Thank you for the suggestion. Pulling the filter is the biggest pain in the ass. You have any tips? I'm going from top behind the alternator.


----------



## MP81 (Jul 20, 2015)

Renwo said:


> Thank you for the suggestion. Pulling the filter is the biggest pain in the ass. You have any tips? I'm going from top behind the alternator.


That's the best way I've found to go about it. Do you still have the drain/gutter in place?


----------



## boraz (Aug 29, 2013)

Renwo said:


> Thank you for the suggestion. Pulling the filter is the biggest pain in the ass. You have any tips? I'm going from top behind the alternator.


i have spill pads from work, puppy pee pads work as well

drain oil
from the top place pad under filter in the control arm, make a bowl

undo filter pull from top, gather up pad pull from top

no mess


----------



## MP81 (Jul 20, 2015)

boraz said:


> i have spill pads from work, puppy pee pads work as well
> 
> drain oil
> from the top place pad under filter in the control arm, make a bowl
> ...


Since our drain/gutter is sitting in the box I put it in after I grabbed it from off of the aeroshield, after it took out our CV Boot, I bought a form-a-funnel and that worked real well the last time. Was able to shove it up underneath and have it drain out and into the drain pan.


----------



## Renwo (Jan 29, 2014)

MP81 said:


> That's the best way I've found to go about it. Do you still have the drain/gutter in place?


Yep, I do.


----------



## MP81 (Jul 20, 2015)

Renwo said:


> Yep, I do.


Okay, that should help then, provided you have the vehicle level and not just lifted in the front...cause then it doesn't drain out the hole.


----------



## pavulon (Aug 23, 2016)

I've resigned myself to pulling the passenger side wheel for easy-ish access to the oil filter housing.


----------



## BDCCruze (Jul 12, 2017)

The manager of AutoZone is an idiot.

Go back and show him this website and tell him you want a refund.

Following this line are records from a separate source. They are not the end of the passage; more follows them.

PR #1380, opened 2021-02-21
Duration.prototype.round: Throw on no largest or smallest unit provided.

cjtenny:
Fix bug where largestUnit: 'auto' is considered to be no unit provided.

Fixes #1379.

### DIFF
--- a/polyfill/lib/ecmascript.mjs
+++ b/polyfill/lib/ecmascript.mjs
@@ -776,19 +776,7 @@ export const ES = ObjectAssign({}, ES2020, {
       ['microsecond', 'microseconds'],
       ['nanosecond', 'nanoseconds']
     ]);
-    const allowed = new Set([
-      'years',
-      'months',
-      'weeks',
-      'days',
-      'hours',
-      'minutes',
-      'seconds',
-      'milliseconds',
-      'microseconds',
-      'nanoseconds'
-    ]);
-    const retval = ES.GetOption(options, 'largestUnit', ['auto', ...allowed, ...plural.keys()]);
+    const retval = ES.GetOption(options, 'largestUnit', ['auto', ...plural.keys(), ...plural.values(), 'weeks']);
     if (plural.has(retval)) return plural.get(retval);
     return retval;
   },
--- a/polyfill/lib/ecmascript.mjs
+++ b/polyfill/lib/ecmascript.mjs
@@ -764,6 +764,34 @@ export const ES = ObjectAssign({}, ES2020, {
     if (plural.has(retval)) return plural.get(retval);
     return retval;
   },
+  ToLargestTemporalDurationUnit: (options) => {
+    const plural = new Map([
+      ['year', 'years'],
+      ['month', 'months'],
+      ['day', 'days'],
+      ['hour', 'hours'],
+      ['minute', 'minutes'],
+      ['second', 'seconds'],
+      ['millisecond', 'milliseconds'],
+      ['microsecond', 'microseconds'],
+      ['nanosecond', 'nanoseconds']
+    ]);
+    const allowed = new Set([
+      'years',
+      'months',
+      'weeks',
+      'days',
+      'hours',
+      'minutes',
+      'seconds',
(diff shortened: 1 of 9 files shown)


cjtenny:
(should probably add a test for these specific cases before merging, but will wait for agreement on #1379 first)

spec/duration.html
```diff
@@ -431,16 +431,20 @@ <h1>Temporal.Duration.prototype.round ( _options_ )</h1>
...
         1. Let _defaultLargestUnit_ be ! DefaultTemporalLargestUnit(_duration_.[[Years]], _duration_.[[Months]], _duration_.[[Weeks]], _duration_.[[Days]], _duration_.[[Hours]], _duration_.[[Minutes]], _duration_.[[Seconds]], _duration_.[[Milliseconds]], _duration_.[[Microseconds]], _duration_.[[Nanoseconds]]).
         1. Set _defaultLargestUnit_ to ! LargerOfTwoTemporalDurationUnits(_defaultLargestUnit_, _smallestUnit_).
-        1. Let _largestUnit_ be ? ToLargestTemporalUnit(_options_, *undefined*).
+        1. Let _largestUnit_ be ? ToLargestTemporalDurationUnit(_options_).
         1. If _largestUnit_ is *undefined*, then
           1. Set _largestUnitPresent_ to *false*.
           1. Set _largestUnit_ to _defaultLargestUnit_.
+        1. Else if _largestUnit_ is *"auto"*, then
+          1. Set _largestUnit_ to _defaultLargestUnit_.
+        1. If _smallestUnitPresent_ is *false* and -largestUnitPresent_ is *false*, then
```
ptomato, line 446:
```suggestion
        1. If _smallestUnitPresent_ is *false* and _largestUnitPresent_ is *false*, then
```

spec/duration.html
```diff
@@ -1452,7 +1456,7 @@ <h1>AdjustRoundedDurationDays ( _years_, _months_, _weeks_, _days_, _hours_, _mi
       </emu-alg>
     </emu-clause>
 
-    <emu-clause id="sec-temporal-tolimitedtemporalduration" aoid="ToLimitedTemporalDuration">
+    <emu-clause id="sec-temporal-tolimitedtemporalduration" aoid="ToiLmitedTemporalDuration">
```
ptomato, line 1459: mistake?

polyfill/lib/ecmascript.mjs
```diff
@@ -764,6 +764,34 @@ export const ES = ObjectAssign({}, ES2020, {
...
+      'weeks',
+      'days',
+      'hours',
+      'minutes',
+      'seconds',
+      'milliseconds',
+      'microseconds',
+      'nanoseconds'
+    ]);
+    const retval = ES.GetOption(options, 'largestUnit', ['auto', ...allowed, ...plural.keys()]);
```
ptomato, line 791: Could be written as `['auto', ...plural.keys(), ...plural.values(), 'weeks']` as in ToTemporalDurationTotalUnit, but it's not really consequential; up to you.

ptomato (commented):
Agreed, this should have a test before merging. Otherwise looks fine if this is the behaviour we indeed want.

spec/duration.html
cjtenny: :flushed:

polyfill/lib/ecmascript.mjs
cjtenny: Sounds good, I just did the quick and dirty copy of ToLargestTemporalUnit to start.

cjtenny:
I added a commit fixing `To(Largest|Smallest)?Temporal(Duration)?Unit` calls because many of them had incorrect argument order. The smallest way to do it was change `ToSmallestTemproalDurationUnit` to take the same argument order as `ToLargestTemporalUnit` and fix the inconsistent callsites. The inconsistency between those two abstract ops is probably why this was wrong in a number of places to begin with...

ptomato (approved):
Looks good, please do the relevant squashes before merging so that only the two commits remain.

dexos® Licensed brands | General Motors


----------



## boraz (Aug 29, 2013)

BDCCruze said:


> The manager of AutoZone is an idiot.
> 
> Go back and show him this website and tell him you want a refund.
> 
> ...


thats how he got the job


----------



## BDCCruze (Jul 12, 2017)

boraz said:


> thats how he got the job


If you can look up parts on a computer you can work at Auto Zone.


----------



## MP81 (Jul 20, 2015)

BDCCruze said:


> If you can look up parts on a computer you can work at Auto Zone.


I remember my buddy any I trying to buy some parts for his '88 Ranger, and we had to tell them he had an '88 Thunderbird Turbo Coupe because they certainly won't be finding the 2.3L Turbo under "1988 Ranger".


----------



## DmaxMaverick (Jun 29, 2014)

BDCCruze said:


> If you can look up parts on a computer you can work at Auto Zone.


Overqualified if you can find the _correct_ part on a computer.


----------



## boraz (Aug 29, 2013)

dealers arent much better

i get my trans oil from ford cuz its cheaper, but they need vehicle info etc to input into the computer

they just end up making a receipt saying cash sale


----------



## BDCCruze (Jul 12, 2017)

boraz said:


> dealers arent much better
> 
> i get my trans oil from ford cuz its cheaper, but they need vehicle info etc to input into the computer
> 
> they just end up making a receipt saying cash sale


So you can confirm the Ford stuff works on CTD?

I know that was a discussion here a few years ago but didn't see anyone actually try it.


----------



## boraz (Aug 29, 2013)

BDCCruze said:


> So you can confirm the Ford stuff works on CTD?
> 
> I know that was a discussion here a few years ago but didn't see anyone actually try it.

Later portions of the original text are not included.